SOURCE INFORMATION -
□ □ □ □ □

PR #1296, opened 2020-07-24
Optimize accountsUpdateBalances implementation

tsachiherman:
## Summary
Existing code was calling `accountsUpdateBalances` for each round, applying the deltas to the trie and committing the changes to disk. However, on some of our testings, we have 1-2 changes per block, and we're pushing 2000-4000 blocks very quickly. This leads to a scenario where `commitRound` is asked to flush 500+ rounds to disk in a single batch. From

□ □ □ □ □

WHAT IS BEING ASKED - Write out every entry again exactly, please, with nothing missing.

EXERCISE OUTPUT -
PR #1296, opened 2020-07-24
Optimize accountsUpdateBalances implementation

tsachiherman:
## Summary
Existing code was calling `accountsUpdateBalances` for each round, applying the deltas to the trie and committing the changes to disk. However, on some of our testings, we have 1-2 changes per block, and we're pushing 2000-4000 blocks very quickly. This leads to a scenario where `commitRound` is asked to flush 500+ rounds to disk in a single batch. From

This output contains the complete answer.